PR #383, opened 2018-08-31
Fix unbounded runs of update jobs even into next cycle

jagadish-kb:
If while a job is in flight and before it can commit its state to DB,
if the job crashes due to DB down or any other issue, then its next
run would not be null and agenda re-runs this job. Now this re-run
is a dupe of the same attempt which could create additional retry jobs.

In this fix, putting in a unique constraint on the jobdata which contains
the attempt count. So even if by chance a job reruns when it schedules
a retry job it will only overwrite existing retry job with the next attempt
count. Unique constraint on job is added.

Additionally have not kept retries to run infinitely. If the number of
attempts exceeds the number of attempts in a update window
(ex.reschedule delay of 30 mins -  48 runs per day * 7 = 336),
then next window run anyway runs. So will stop rescheduling in such
cases.


kamath-prasad:
Closing the PR as this fix is not required on 8B branch,

PR #384, opened 2018-08-31
Fix unbounded runs of update jobs even into next cycle

jagadish-kb:
If while a job is in flight and before it can commit its state to DB,
if the job crashes due to DB down or any other issue, then its next
run would not be null and agenda re-runs this job. Now this re-run
is a dupe of the same attempt which could create additional retry jobs.

In this fix, putting in a unique constraint on the jobdata which contains
the attempt count. So even if by chance a job reruns when it schedules
a retry job it will only overwrite existing retry job with the next attempt
count. Unique constraint on job is added.

Additionally have not kept retries to run infinitely. If the number of
attempts exceeds the number of attempts in a update window
(ex.reschedule delay of 30 mins -  48 runs per day * 7 = 336),
then next window run anyway runs. So will stop rescheduling in such
cases.

### DIFF
--- a/jobs/Scheduler.js
+++ b/jobs/Scheduler.js
@@ -253,11 +253,14 @@ class Scheduler {
         data = data ? _.omit(data, CONST.JOB_NAME_ATTRIB) : {};
         const uniqueCriteria = {};
         if (avoidDupJobWithSameData) {
-          _.each(data, (attrValue, attr) => uniqueCriteria[`data.${attr}`] = attrValue);
+          _.each(data, (attrValue, attr) => {
+            uniqueCriteria[`data.${attr}`] = attrValue;
+            return true;
+          });
         } else {
           uniqueCriteria['data._n_a_m_e_'] = jobName;
         }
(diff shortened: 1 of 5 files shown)


jobs/Scheduler.js
```diff
@@ -382,8 +387,7 @@ class Scheduler {
         .runAt(jobName,
           type,
           config.scheduler.jobs.reschedule_delay,
-          jobData,
-          CONST.SYSTEM_USER
+          jobData
```
amitmalav: Any particular reason why we are not passing `user` param here?

jagadish-kb: The method `runAt` never had user param. Was passing it wrongly here, so removed it.

subhankarc:
@jagadish-kb Shall I merge it?

jagadish-kb:
@subhankarc - yeah please do.
@sauravmndl @pritishmishra -- There was a fix pending from your end on the scheduled backup, please fix that as well on the similar lines.

PR #385, opened 2018-09-01
Stopping schedule update from going through old flow

subhankarc:
Schedule update also send the parameter `service-fabrik-operation` which was being checked in the patchInstance to support restore via old flow. For that, even schedule update was also going through old flow. This fix removes the bifurcation as restore manager is already in place and also fixes the schedule update problem.


subhankarc:
@abh1kg UTs which were pointing to old flow were removed earlier. Current UTs are covering the new flow. This was a temporary code till restoremanager in place which we forgot to remove. :(

PR #390, opened 2018-09-03
Removing assignInstance from V2 route

subhankarc:
As the factory pattern is no more used for lifecycle operations,

* Removed the assignInstance middleware from V2
* changed the corresponding code in the EventLogIntercepter and FabrikBaseController
* Added a test for Director Dashboard
* Removed unneeded code from `DirectorManager` and `DirectorInstance`.


api-controllers/routes/broker/v2.js
```diff
@@ -31,7 +31,7 @@ router.use(commonMiddleware.error({
 
 /* Service Instance Router */
 instanceRouter.use(controller.handler('ensurePlatformContext'));
-instanceRouter.use(controller.handler('assignInstance'));
+//instanceRouter.use(controller.handler('assignInstance'));
```
kamath-prasad: remove commented code.

broker/lib/fabrik/DirectorInstance.js
```diff
@@ -23,28 +23,6 @@ class DirectorInstance extends BaseInstance {
     this.networkSegmentIndex = undefined;
```
kamath-prasad: similar changes not required for docker - https://github.com/cloudfoundry-incubator/service-fabrik-broker/blob/master/broker/lib/fabrik/DockerInstance.js#L36-L58 ?

subhankarc: Oops! I made a mistake. Actually this cannot be removed. DashboardController uses it still!

subhankarc:
@kamath-prasad The factory pattern in the V2 route is removed with this. But it cannot be immediately removed as Dashboard and extension routes still uses them.

subhankarc:
@kamath-prasad There were no test for director dashboard access. Added a test which catches accidental removal of code like this.

kamath-prasad:
@subhankarc : ok , can you please update the tests ? coverage reduced ..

Problem statement:
Return the material exactly as it was provided.

Result:
PR #383, opened 2018-08-31
Fix unbounded runs of update jobs even into next cycle

jagadish-kb:
If while a job is in flight and before it can commit its state to DB,
if the job crashes due to DB down or any other issue, then its next
run would not be null and agenda re-runs this job. Now this re-run
is a dupe of the same attempt which could create additional retry jobs.

In this fix, putting in a unique constraint on the jobdata which contains
the attempt count. So even if by chance a job reruns when it schedules
a retry job it will only overwrite existing retry job with the next attempt
count. Unique constraint on job is added.

Additionally have not kept retries to run infinitely. If the number of
attempts exceeds the number of attempts in a update window
(ex.reschedule delay of 30 mins -  48 runs per day * 7 = 336),
then next window run anyway runs. So will stop rescheduling in such
cases.


kamath-prasad:
Closing the PR as this fix is not required on 8B branch,

PR #384, opened 2018-08-31
Fix unbounded runs of update jobs even into next cycle

jagadish-kb:
If while a job is in flight and before it can commit its state to DB,
if the job crashes due to DB down or any other issue, then its next
run would not be null and agenda re-runs this job. Now this re-run
is a dupe of the same attempt which could create additional retry jobs.

In this fix, putting in a unique constraint on the jobdata which contains
the attempt count. So even if by chance a job reruns when it schedules
a retry job it will only overwrite existing retry job with the next attempt
count. Unique constraint on job is added.

Additionally have not kept retries to run infinitely. If the number of
attempts exceeds the number of attempts in a update window
(ex.reschedule delay of 30 mins -  48 runs per day * 7 = 336),
then next window run anyway runs. So will stop rescheduling in such
cases.

### DIFF
--- a/jobs/Scheduler.js
+++ b/jobs/Scheduler.js
@@ -253,11 +253,14 @@ class Scheduler {
         data = data ? _.omit(data, CONST.JOB_NAME_ATTRIB) : {};
         const uniqueCriteria = {};
         if (avoidDupJobWithSameData) {
-          _.each(data, (attrValue, attr) => uniqueCriteria[`data.${attr}`] = attrValue);
+          _.each(data, (attrValue, attr) => {
+            uniqueCriteria[`data.${attr}`] = attrValue;
+            return true;
+          });
         } else {
           uniqueCriteria['data._n_a_m_e_'] = jobName;
         }
(diff shortened: 1 of 5 files shown)


jobs/Scheduler.js
```diff
@@ -382,8 +387,7 @@ class Scheduler {
         .runAt(jobName,
           type,
           config.scheduler.jobs.reschedule_delay,
-          jobData,
-          CONST.SYSTEM_USER
+          jobData
```
amitmalav: Any particular reason why we are not passing `user` param here?

jagadish-kb: The method `runAt` never had user param. Was passing it wrongly here, so removed it.

subhankarc:
@jagadish-kb Shall I merge it?

jagadish-kb:
@subhankarc - yeah please do.
@sauravmndl @pritishmishra -- There was a fix pending from your end on the scheduled backup, please fix that as well on the similar lines.

PR #385, opened 2018-09-01
Stopping schedule update from going through old flow

subhankarc:
Schedule update also send the parameter `service-fabrik-operation` which was being checked in the patchInstance to support restore via old flow. For that, even schedule update was also going through old flow. This fix removes the bifurcation as restore manager is already in place and also fixes the schedule update problem.


subhankarc:
@abh1kg UTs which were pointing to old flow were removed earlier. Current UTs are covering the new flow. This was a temporary code till restoremanager in place which we forgot to remove. :(

PR #390, opened 2018-09-03
Removing assignInstance from V2 route

subhankarc:
As the factory pattern is no more used for lifecycle operations,

* Removed the assignInstance middleware from V2
* changed the corresponding code in the EventLogIntercepter and FabrikBaseController
* Added a test for Director Dashboard
* Removed unneeded code from `DirectorManager` and `DirectorInstance`.


api-controllers/routes/broker/v2.js
```diff
@@ -31,7 +31,7 @@ router.use(commonMiddleware.error({
 
 /* Service Instance Router */
 instanceRouter.use(controller.handler('ensurePlatformContext'));
-instanceRouter.use(controller.handler('assignInstance'));
+//instanceRouter.use(controller.handler('assignInstance'));
```
kamath-prasad: remove commented code.

broker/lib/fabrik/DirectorInstance.js
```diff
@@ -23,28 +23,6 @@ class DirectorInstance extends BaseInstance {
     this.networkSegmentIndex = undefined;
```
kamath-prasad: similar changes not required for docker - https://github.com/cloudfoundry-incubator/service-fabrik-broker/blob/master/broker/lib/fabrik/DockerInstance.js#L36-L58 ?

subhankarc: Oops! I made a mistake. Actually this cannot be removed. DashboardController uses it still!

subhankarc:
@kamath-prasad The factory pattern in the V2 route is removed with this. But it cannot be immediately removed as Dashboard and extension routes still uses them.

subhankarc:
@kamath-prasad There were no test for director dashboard access. Added a test which catches accidental removal of code like this.

kamath-prasad:
@subhankarc : ok , can you please update the tests ? coverage reduced ..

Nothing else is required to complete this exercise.